If reporting like this is a little funny, it’s also pretty misleading. For one, the jury is still out as to whether testosterone’s role in the immune system is purely that of a suppressant; the likelier scenario is that its function is more complicated, contingent on a variety of factors that still aren’t fully understood. For another, one of the recent studies that has been cited as offering evidence of a direct link between T and coronavirus in fact does nothing of the kind.

In April 2020, an oncology research team published a paper that studies susceptibility to COVID among cancer and non-cancer patients in Veneto, Italy. The authors found that androgen-deprivation therapies (ADT) reduced the risk of SARS-CoV-2 infection in men with prostate cancer, prompting Fortune to run an article titled “Therapy to reduce men’s testosterone seen as promising coronavirus treatment.” Fortune’s headline is obviously compelling, but it also jumps the gun. This study considers androgens generally and doesn’t once mention testosterone by name; androgens, it’s worth noting, are produced by all bodies, not just “men’s”; the study finds only an indirect link between COVID and androgens, which regulate the transcription of a particular protein that seems to be the real cause of “increased susceptibility of men” to SARS-CoV-2; and it further concludes that other steroid hormones, including estrogen, might also enhance that protein’s expression (Montopoli et al). In short, testosterone is just one small piece in the complicated puzzle of coronavirus infection trends.

So what exactly is going on here? Why has testosterone been so insistently tied to the spread of a disease that it may not directly or exclusively affect? Answers to these questions might be found in Testosterone: An Unauthorized Biography (Harvard UP, 2019). A recent work of groundbreaking social-scientific archaeology by Rebecca Jordan-Young and Katrina Karkazis, Testosterone digs up decades of dirt on T, reexamining the scientific literature and cultural narratives that have conspired to bring T’s “authorized biography” into being.
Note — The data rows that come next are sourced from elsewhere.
PR #529, opened 2018-08-30
Allow to add a service description on "yunohost service add"

irina11y:
enh  #1133


src/yunohost/service.py
```diff
@@ -50,15 +50,16 @@
 logger = log.getActionLogger('yunohost.service')
 
 
-def service_add(name, status=None, log=None, runlevel=None):
-    """
+def service_add(name, status=None, log=None, runlevel=None, description=None):
+    """
```
Psycojoker: You might want to remove this additionnal blank space but that's a minor useless detail.

PR #532, opened 2018-08-31
[enh] add jq as a dependancy

Psycojoker:
## The problem

We often need to query json (and maybe modify) files in shell scripts. Right now we uses python or grep/other to do that, that's both not practical (and slow for python) and not very reliable.

## Solution

Add jq as a dependancy so scripts can rely on that, it's a tool meant for that: https://stedolan.github.io/jq/

## PR Status

Ready to merge.

## Validation

- [ ] Quick review 0/1 : 
- [ ] Simple test 0/1 : 
- [ ] Deep review 0/1 :


alexAubin:
Yolomerging as microdecision :+1:

PR #534, opened 2018-09-01
[enh] New diagnosis system

alexAubin:
## The problem

Setting up and maintaining a server is a hard task, and even though we have documentation regarding port forwarding, DNS and other things, it is not entirely easy to diagnose that things are working smoothly or at their best.

Also, some issues might appear such as lacking disk space not having swap, or one critical service going down for some reason - stuff that you might notice only when somethings breaks for real (ie app failure because of lack of space).

## Solution

This PR proposes a new, high-level diagnosis system, meant to be ran regularly to check for common issues, such as DNS configuration mismatch with the expected conf, having a reasonnable amount of disk space remaining, all critical services being up, and so on.

The diagnosis system shall be ran from time to time with a cron job that should alert the admin in case of problems found.

Features would include : 
- "high-level" tests/reports
- modularity (one diagnoser per file)
- extendability (app could add custom diagnosers)
- cached value (e.g. don't rediagnose the DNS every 30 second, instead keep it in cache for something like an hour or a day, and be able to force a rediagnosing if needed)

The standard account of testosterone, as Jordan-Young and Karkazis convincingly demonstrate, is fueled at all turns by a potent cocktail of dubious data, acrobatic analytics, and persistent social stereotypes. They call this combination “T talk,” designating a “web of direct claims and indirect associations” that “weaves folklore into science, as scientific claims about T seemingly validate cultural beliefs about the structure of masculinity and the ‘natural’ relationship between women and men” (10). The problem with these claims and beliefs, of course, is that they’re frequently ill-founded, misguided, or just plain wrong.

Some of the first T myths that Jordan-Young and Karkazis debunk are also the most fundamental. One involves the “sex hormone concept,” the widely accepted “fact” that testosterone is the male sex hormone and estrogen its opposing female counterpart (10). This concept has been invalidated by abundant research proving, for starters, that female bodies naturally produce T—and that male bodies generate estrogen as well. What’s more, Jordan-Young and Karkazis challenge the very idea that there is any one testosterone. “T as a singular chemical structure exists only in the abstract,” they propose: not only can it be found throughout all human bodies, but it’s also in perpetual flux, a different molecule altogether depending on a range of criteria—where it’s present in the body, the time of day, where the subject lives, their health, their age. Far from the monolithic entity it’s so often made out to be, T is a fluid and inconsistent “multiplicity” (25).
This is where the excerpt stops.